Record excerpts →

PR #1908, opened 2020-11-25
Clarify restrictions on the number of indices

### LINKED ISSUE #1674: How should implementations deal with index counts that don't match the primitive requirements
The current specification doesn't mention the (recommended) behavior of implementations when encountering data which is not fit for rendering.

We got a glTF file from a customer which had an index buffer with 5 indices for a TRIANGLES primitive. First this caused actually crash in a third party loading library (we're following up there independently), but we then came to the question what the recommended way to handle this is.
Should we drop the last two indices? Should we drop the whole primitive?

Also (probably because it isn't specified) the glTF validator didn't emit an error or warning and declared the asset valid. I suspect that this might trip up other implementations and it would be good to get some clarification in the specification.

zeux:
glTF specification is ambiguous as to what the expected behavior is when
a 2-index triangle primitive is specified.

As the spec never defined a valid treatment and this causes continuous
issues with various viewers and processors, this change updates the
spec, making the rules stricter. It is expected that existing assets
largely already conform to these rules as these just spell out the
"logical" requirements of a given mode: it must result in a non-empty
primitive and must not specify any "unused" indices.

Fixes #1674.

### DIFF
--- a/specification/2.0/README.md
+++ b/specification/2.0/README.md
@@ -784,6 +784,14 @@ All indices for indexed attribute semantics must start with 0 and be continuous 
 
 All attribute accessors for a given primitive must have the same `count`. When `indices` property is not defined, it indicates the number of vertices to render; when `indices` property is defined, it indicates the upper (exclusive) bound on the index values in the `indices` accessor.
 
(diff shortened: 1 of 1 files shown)


lexaknyazev:
This clarification has been integrated into the new AsciiDoc version of the spec. Thanks!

Work to be completed →
Begin with the first line of the records and reproduce each line as is, ending with the line that holds "Should we drop the last".

Answer box →
PR #1908, opened 2020-11-25
Clarify restrictions on the number of indices

### LINKED ISSUE #1674: How should implementations deal with index counts that don't match the primitive requirements
The current specification doesn't mention the (recommended) behavior of implementations when encountering data which is not fit for rendering.

We got a glTF file from a customer which had an index buffer with 5 indices for a TRIANGLES primitive. First this caused actually crash in a third party loading library (we're following up there independently), but we then came to the question what the recommended way to handle this is.
Should we drop the last two indices? Should we drop the whole primitive?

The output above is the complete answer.